Iterative Retrieval-Generation Synergy
The framework is engineered around alternating between two core components – Generation Augmented Retrieval (GAR) and Retrieval Augmented Generation (RAG). GAR entails expanding queries by merging pseudo-documents, produced by the model itself, with the original questions. This expansion significantly refines the accuracy of document retrieval. Conversely, RAG involves generating new documents based on the comprehension of both original questions and documents procured during retrieval. The synergy between these strategies refines the generated answers through successive iterations, allowing for complex, multi-staged reasoning to be captured within the LLM's responses.
Experimental Results
On a suite of four prominent datasets spanning single and multi-hop question answering, including Natural Questions, TriviaQA, 2WikiMultiHopQA, and HotpotQA, ITRG showcases superior performance compared to existing benchmarks. This improvement is even more pronounced in iterative settings, emphasizing the framework's iterative nature. Notably, the framework outperformed competing models in various shots (0-shot, 1-shot, 5-shot) settings, with ITRG's 'refresh' strategy demonstrating remarkable scores, especially in zero-shot settings, highlighting its adeptness at utilizing LLMs for accurate knowledge synthesis without additional fine-tuning.
Conclusion
The ITRG framework emerges as a robust method that significantly elevates the reasoning capabilities of LLMs on knowledge-intensive tasks.
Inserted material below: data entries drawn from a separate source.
PR #17913, opened 2019-06-12
allow full log sends

joshblum:
patch does the following:

- adds a hidden option to send 'full logs' (128mb)
- moves the ios logs into a subdir that has background readable permissions so logs can properly rotate
- keep a second log file on mobile when not admin so we can get logs after a rotation

cc @keybase/hotpotatosquad

### DIFF
--- a/shared/ios/Keybase/Fs.m
+++ b/shared/ios/Keybase/Fs.m
@@ -134,21 +134,12 @@
   NSString* serviceLogFile = skipLogFile ? @"" : [logPath stringByAppendingString:@"/ios.log"];
 
   if (!skipLogFile) {
-      // migrate old log files to the new location
+      // cleanup old log files
       NSFileManager* fm = [NSFileManager defaultManager];
-      NSError* error = nil;
       NSArray<NSString*>* logs = @[@"/ios.log", @"/ios.log.ek"];
       for (NSString* file in logs) {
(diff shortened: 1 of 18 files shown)


shared/ios/Keybase/Fs.m
```diff
@@ -128,12 +128,12 @@ - (NSDictionary*) setupFs:(BOOL)skipLogFile setupSharedHome:(BOOL)setupSharedHom
   // Setup app level directories
   NSString* levelDBPath = [@"~/Library/Application Support/Keybase/keybase.leveldb" stringByExpandingTildeInPath];
   NSString* chatLevelDBPath = [@"~/Library/Application Support/Keybase/keybase.chat.leveldb" stringByExpandingTildeInPath];
-  NSString* logPath = [@"~/Library/Caches/Keybase" stringByExpandingTildeInPath];
+  NSString* logPath = [@"~/Library/Caches/Keybase/logs" stringByExpandingTildeInPath];
```
chrisnojima: we need some kind of cleanup of old logs story if we're moving the logs around

joshblum: ah good catch

joshblum:
@chrisnojima this is ready

joshblum:
merging over flake

PR #17917, opened 2019-06-12
normalize query during upgrade [HOTPOT-124]

joshblum:
makes conv search case insensitive


joshblum:
moved to inboxsource otherwise we could nuke regexps with uppercase chars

By harnessing parametric and non-parametric knowledge, ITRG systematically outperforms previous retrieval-augmented methods. The integration of an iterative retrieval-generation loop elegantly resolves the task of accessing and refining the relevant information needed for complex question-answering. The work aptly illustrates the promise of iterative, integrated approaches for enhancing the performance of LLMs when confronted with the need for deep, multi-faceted knowledge understanding.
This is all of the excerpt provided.